‘Pixels’ (2015) review: Arcade fire

‘Pixels’ is an insult to the video games that inspired it

I’m a gamer. I love video games. So you’ll have to understand my sheer disgust with “Pixels.” It’s not enough that it’s another lazy Adam Sandler movie; no, it also has to drag some of the most iconic characters in all of video game history through the mud alongside it. At the end of its seemingly never-ending 105 minutes, I felt like I was the one smashed with a hammer.

To say there’s a plot here would be generous, but let’s get the “story” out of the way. The comedy opens in 1982 with young friends Sam and Will nerding out at the new arcade in town. While enjoying the new wares, it turns out Sam is a bit of a wizard when it comes to deciphering patterns, making him great at “Donkey Kong,” “Pac-Man,” etc.

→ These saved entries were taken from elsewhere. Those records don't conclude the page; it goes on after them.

PR #364, opened 2018-06-07
Resolve Install Plan before Requiring Approval

alecmerdler:
### Description

Fixes regression introduced which prevented `status.plan` from being filled before a manual install plan is approved. Also updates docs to include the `RequiresApproval` phase.

Addresses https://jira.coreos.com/browse/ALM-623

### DIFF
--- a/pkg/api/apis/installplan/v1alpha1/types.go
+++ b/pkg/api/apis/installplan/v1alpha1/types.go
@@ -54,7 +54,6 @@ type InstallPlanConditionType string
 
 const (
 	InstallPlanResolved  InstallPlanConditionType = "Resolved"
-	InstallPlanApproved  InstallPlanConditionType = "Approved"
 	InstallPlanInstalled InstallPlanConditionType = "Installed"
 )
 
--- a/test/e2e/alm_e2e_test.go
+++ b/test/e2e/alm_e2e_test.go
@@ -114,7 +114,7 @@ func TestCreateInstallPlanManualApproval(t *testing.T) {
 		},
 	}
 
-	// Create a new installplan for vault with manual approval
+	// Create a new InstallPlan for Vault with manual approval
 	cleanup, err := decorateCommonAndCreateInstallPlan(c, vaultInstallPlan)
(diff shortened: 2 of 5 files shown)


pkg/api/apis/installplan/v1alpha1/types.go
```diff
@@ -54,7 +54,6 @@ type InstallPlanConditionType string
 
 const (
 	InstallPlanResolved  InstallPlanConditionType = "Resolved"
-	InstallPlanApproved  InstallPlanConditionType = "Approved"
```
alecmerdler: Unused, should be determined from `spec.approved`.

alecmerdler:
The e2e tests are failing because of `the server could not find the requested resource` when trying to fetch the resources in `status.plan`, which is what we want because the `InstallPlan` is not approved. This test was probably passing before because `status.plan` was empty due to the regression, so we never tried to fetch anything.

test/e2e/alm_e2e_test.go
```diff
@@ -132,21 +132,22 @@ func TestCreateInstallPlanManualApproval(t *testing.T) {
 		if step.Resource.Kind == "CustomResourceDefinition" {
 			_, err := c.GetCustomResourceDefinition(step.Resource.Name)
 
-			require.NoError(t, err)
+			require.Error(t, err)
 			vaultResourcesPresent = vaultResourcesPresent + 1
```
alecmerdler: @ecordell This fails because our CI target cluster always has all the CRDs. Should we just disable this check?

ecordell: It looks like it should be finding the already installed CRDs and counting them, right? I wouldn't expect this to fail

ecordell:
@alecmerdler For the e2e tests, we want them to be aware of the approval state:

1. if plan is resolved but not approved, verify that the resources in the plan haven't been created (as you pointed out we won't be able to do that for the CRDs)
2. if the plan is resolved and approved, verify that all of the resources in the plan exist

PR #365, opened 2018-06-08
Separate Manifest Validator

alecmerdler:
### Description

Moves the catalog validation logic out of `test/schema` and into a separate binary, `cmd/validator`. Makes the necessary changes to be run using `go run validator` instead of `go test ./test/schema`.

Added to `operator-manifests` CI in https://github.com/operator-framework/operator-manifests/pull/2.

Addresses https://jira.coreos.com/browse/ALM-593


cmd/validator/main.go
```diff
@@ -0,0 +1,17 @@
...
+
+	"github.com/operator-framework/operator-lifecycle-manager/cmd/validator/schema"
+)
+
+func main() {
+	// TODO(alecmerdler): Get manifest directory from args
+	manifestDir := os.Args[1]
+
+	// FIXME(alecmerdler): `TestCatalogVersions` is meant to run against built catalog configmaps
+	// schema.TestCatalogVersions(manifestDir)
```
ecordell: We can simplify this check to simply: `for all manifests with replaces field: check that csv being replaced actually exists`. That should make it easier to implement (and generalize for operator-manifests)

Makefile
```diff
@@ -143,7 +143,8 @@ codegen: $(CODEGEN)
 verify-codegen: codegen
 	git diff --exit-code
 
-verify-catalog: schema-check
+verify-catalog:
+	go test -v ./test/schema/catalog_versions_test.go
```
alecmerdler: Verifying catalog version consistency is a unique problem for OLM, and does not need to be part of the separate binary.

Makefile
```diff
@@ -18,7 +18,7 @@ all: test build
 test: schema-check cover.out
 
 schema-check:
-	go test -v ./test/schema
+	go run ./cmd/validator/main.go ./deploy/chart/catalog_resources
```
alecmerdler: `go run validator` accepts a path to a directory of unique catalogs or packages, but not versions of the same catalog.

deploy/chart/catalog_resources/components/chargeback.package.yaml
```diff
@@ -1,4 +1,4 @@
-#! package-manifest: ../../deploy/chart/catalog_resources/components/chargeback.v0.5.1.clusterserviceversion.yaml
+#! package-manifest: ./deploy/chart/catalog_resources/components/chargeback.v0.5.1.clusterserviceversion.yaml
```
alecmerdler: Changed the paths to be relative to project root, where `go run validator` is executed.

alecmerdler:
@ecordell I think this is ready for review (I removed all the `panic(err)` calls).

cmd/validator/schema/upgrade_path.go
```diff
@@ -0,0 +1,65 @@
...
+			return nil, err
+		}
+		matching[name] = bytes
+	}
+
+	return matching, nil
+}
+
+// TestUpgradePath checks that every ClusterServiceVersion in a package directory has a valid `spec.replaces` field.
+func TestUpgradePath(packageDir string) error {
```
ecordell: nit: kind of weird to have a non-test function start with `Test`

Makefile
```diff
@@ -143,7 +143,8 @@ codegen: $(CODEGEN)
 verify-codegen: codegen
 	git diff --exit-code
 
-verify-catalog: schema-check
+verify-catalog:
```
ecordell: we still want to call `schema-check` here too, right?

cmd/validator/schema/schema.go
```diff
@@ -201,93 +221,100 @@ func ValidateCRD(t *testing.T, schemaFileName string, fileBytes []byte) error {
...
-		require.NoError(t, ValidateResource(t, path, f, err))
 	})
-	return nil
+	return err
 }
 
-func TestCatalogResources(t *testing.T) {
-	directoryTester := DirectoryResourceValidator{t}
-	directoryTester.ValidateResources(os.Getenv("GOPATH") + "/src/github.com/operator-framework/operator-lifecycle-manager/deploy/chart/catalog_resources")
+func TestCatalogResources(manifestDir string) error {
```
ecordell: Same here, maybe `CheckCatalogResources` or `ValidateCatalogResources` instead?

Issue #360, opened 2018-05-30
make build fails


tkashem:
`make build` command fails with an error
Steps to reproduce
1. get latest from master branch
2. make build

I am seeing the following error -
```
operator-framework/operator-lifecycle-manager (master) $ make build
if [ 1 = 1true ]; then \
	GOOS=linux GOARCH=amd64 CGO_ENABLED=0 go test -o bin/alm -c -covermode=count -coverpkg ./pkg/... github.com/operator-framework/operator-lifecycle-manager/cmd/alm; \
else \
	GOOS=linux GOARCH=amd64 CGO_ENABLED=0 go build -o bin/alm github.com/operator-framework/operator-lifecycle-manager/cmd/alm; \
fi
vendor/github.com/emicklei/go-restful/container.go:17:2: cannot find package "github.com/emicklei/go-restful/log" in any of:
	/{$GOPATH}/src/github.com/operator-framework/operator-lifecycle-manager/vendor/github.com/emicklei/go-restful/log (vendor tree)
	/usr/lib/golang/src/github.com/emicklei/go-restful/log (from $GOROOT)
	/{$GOPATH}/src/github.com/emicklei/go-restful/log (from $GOPATH)
make: *** [Makefile:40: bin/alm] Error 1
```
The sub package `'github.com/emicklei/go-restful/log'` is missing from the vendor tree. 
`make vendor` should fix it, but I am running into another issue - `dep ensure -v -vendor-only` seems to hang indefinitely on my local workstation.

ecordell:
Is `operator-framework/operator-lifecycle-manager` in your gopath? The dependency is checked into the repo so you shouldn't see different dependencies.

Check to see if this exists:
`/{$GOPATH}/src/github.com/operator-framework/operator-lifecycle-manager/vendor/github.com/emicklei/go-restful/log`

You also just double check that you checked out olm into `/{$GOPATH}/src/github.com/operator-framework/operator-lifecycle-manager/`

tkashem:
Yes, `operator-framework/operator-lifecycle-manager` is in my GOPATH.
I have double checked - olm is checked out into the right path.

Looks like `log` sub-package is missing here - `https://github.com/operator-framework/operator-lifecycle-manager/tree/master/vendor/github.com/emicklei/go-restful`

Thanks for getting back to me.

ecordell:
[...]

PR #370, opened 2018-06-13
Remove tectonic-operators

ecordell:
Took the path of least-resistance for this PR:

- Copied over the two parts of `operator-client` that don't have good tooling in client-go:
 - Deployments (`CreateOrRollingDeployment`)
 - CustomResource interactions
- Kept an `operatorclient` abstraction to hang our test mocks off of

Doing things this way required very few changes to our tests, which was the hard part from last time we attempted this.

I expect that in the future, operator-sdk and/or client-go will make all of this custom client work obsolete, so we should plan to update to the best solution when it's available.


alecmerdler:
How should I review this?

ecordell:
I'm mainly interested to make sure none of the changes affected the e2e tests. Another thing to check is that this builds on a fresh clone, to verify https://github.com/operator-framework/operator-lifecycle-manager/issues/360 is fixed.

It doesn’t take long for our talented gamer to find himself competing in a video game championship, at which point the most interesting aspect of “Pixels” — Peter Dinklage as the obnoxious Eddie “The Fireblaster” Plant — shows up to challenge Sam. At tournament’s end, footage of the event is sent up into space for some reason.

Some three decades later, our two friends have grown up. Sam Brenner (Sandler) is a technician for Nerd Brigade. Will Cooper (Kevin James) has become president of the United States. They’re still best friends, which is how Sam comes to learn from Will that aliens are attacking Earth in the form of video games.

Can you see what happened? Somehow, sending video game footage into space has convinced aliens that humans like violent competition. Who would have thought?

Also, Michelle Monaghan is here, and she’s both the love interest for Sam and a high-ranking military official with a brilliant scientific mind.

At this point, the movie transforms into a giant, 3-D video game, with Sam and his gamer cohorts fighting against the aliens, which have taking the form of pixelated characters from popular arcade games, such as “Centipede” and “Space Invaders.” The action and graphics themselves are decent, and it’s clear where the money went here. Watching the humans don powerful weapons and take out waves of aliens “ships” is enjoyable, even if it doesn’t stand up to logic.

In the end, “Pixels,” directed by Chris Columbus, has one thing — and one thing only — going for it: Nostalgia. Those of a certain age will get a small amount of joy from seeing video game characters from their past, but that’s about it. And let me tell you: It’s not nearly enough. Poor acting and a horrendous script pack far more destructive power than any alien invader here.

One “Q*Bert is the real hero here” star out of five.